Knockdown of ER-alpha 36 expression inhibits glioma proliferation, invasion and epithelial-to-mesenchymal transition

Estrogen receptor-alpha 36 (ER-alpha 36), a subtype of the estrogen receptor, is reported to play roles in tumorigenesis and tamoxifen resistance in several tumors, especially breast cancer. However, the role of ER-alpha 36 in glioma proliferation and invasion remains unknown. Here, we explored the function of ER-alpha 36 in glioma cells, using U87 and U251 cell lines. We found that ER-alpha 36 was upregulated in glioma tissues compared to adjacent nontumor tissues.
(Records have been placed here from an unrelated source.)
PR #135, opened 2016-10-17
Tonights Work for review.

ryantheleach:


mappings/net/minecraft/entity/EntityLiving.mapping
```diff
@@ -14,6 +14,8 @@ CLASS none/sp net/minecraft/entity/EntityLiving
 	FIELD f POTION_SWIRLS_COLOR Lnone/kj;
 	FIELD g POTION_SWIRLS_AMBIENT Lnone/kj;
 	FIELD h STUCK_ARROWS Lnone/kj;
+	METHOD B (Lnone/sg;)Z
+		ARG 0 entity
```
asiekierka: Please do not map argument names for unnamed methods.

mappings/net/minecraft/entity/mob/EntityHusk.mapping
```diff
@@ -1,7 +1,11 @@
...
+	METHOD B (Lnone/sg;)Z
+		ARG 0 entity
 	METHOD G getSoundAmbient ()Lnone/nk;
 	METHOD J getLootTableId ()Lnone/kp;
 	METHOD b registerTagUpgraders (Lnone/pf;)V
 		ARG 0 handler
 	METHOD bV getSoundHurt ()Lnone/nk;
 	METHOD bW getSoundDeath ()Lnone/nk;
+	METHOD df getSoundStep ()Lnone/nk;
+	METHOD dg getSkull ()Lnone/aes;
```
asiekierka, line 9: Just Skull?　Sure?

mappings/net/minecraft/entity/mob/EntityShulker.mapping
```diff
@@ -32,6 +32,8 @@ CLASS none/zu net/minecraft/entity/mob/EntityShulker
 		ARG 0 tag
 	METHOD a onTrackedDataSet (Lnone/kj;)V
 		ARG 0 data
+	METHOD a (Lnone/ra;Lnone/ss;)Lnone/ss;
+		ARG 0 localDifficulty
```
asiekierka: Please do not map argnames for unmapped methods.

mappings/none/bmg.mapping
```diff
@@ -5,9 +5,18 @@ CLASS none/bmg
...
 		ARG 0 game
 		ARG 1 networkHandler
+	METHOD a isSpectator ()Z
+	METHOD a copyAbilities (Lnone/aam;)V
+		ARG 0 playerEntity
 	METHOD a setCurrentGameMode (Lnone/aiu;)V
 		ARG 0 value
+	METHOD a (Lnone/cn;)Z
+		ARG 0 pos
+	METHOD b isGameModeSurvivalLike ()Z
```
asiekierka: Are you sure this method is used in this manner? Same for all the other ones...

asiekierka (changes requested):

mappings/net/minecraft/entity/mob/EntityHusk.mapping
ryantheleach: The only place this method is used, is to give differing results between the husk, zombie, pigman and villager inside an if statement to check if it's being killed by a charged creeper.

It's not even used for Skeleton / Stray, as they don't inherit onDeath from SkeletonBase.

Sure this could change, but then it would end up being chargedCreeperDrop , and considering it's only returning a single itemstack, I doubt it.

If the method changed, If it returned more then 1 item, If it was inherited higher then EntityZombie I would agree that getSkull would be a bad name.

asiekierka: It might very well be the drop! Doesn't have to be a list... I think getChargedCreeperDrop, or getDroppedSkull, might work better.

mappings/net/minecraft/entity/thrown/EntityThrownPotion.mapping
```diff
@@ -15,11 +15,16 @@ CLASS none/abf net/minecraft/entity/thrown/EntityThrownPotion
 		ARG 0 value
 	METHOD a onCollision (Lnone/bct;)V
 		ARG 0 hit
+	METHOD a extinguishFire (Lnone/cn;)V
+		ARG 0 pos
 	METHOD a deserializeCustomData (Lnone/dt;)V
 		ARG 0 tag
+	METHOD a waterHurts (Lnone/sp;)Z
```
asiekierka: doesWaterHurt

mappings/net/minecraft/entity/player/InventoryPlayer.mapping
```diff
@@ -41,14 +41,21 @@ CLASS none/aal net/minecraft/entity/player/InventoryPlayer
 		ARG 0 stack
 	METHOD c_ getInvProperty (I)I
 		ARG 0 pos
+	METHOD d removeOne (Lnone/aes;)V
+		ARG 0 item
+	METHOD e validHotbarIndex (I)Z
```
asiekierka: isValidHotbarIndex.

(as a future note, please try to use is/does/can/has for boolean methods and _NOT_ use it for boolean fields)

asiekierka (changes requested):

In U87 and U251 glioma cell lines, inhibition of ER-alpha 36 expression by shRNA suppressed cell proliferation and invasion. In addition, the expression of an epithelial marker, ZO-1, was upregulated while that of one mesenchymal marker, N-cadherin, was downregulated with ER-alpha 36 knockdown. We also found that inhibition of ER-alpha 36 inactivated both PI3K/AKT and MEK/ERK signals. Taken together, these data indicated that overexpression of ER-alpha 36 is associated with glioma proliferation and progression but that inhibition of ER-alpha 36 leads to suppressed invasion and the epithelial-to-mesenchymal transition via PI3K/AKT and MEK/ERK pathway inactivation in glioma cells.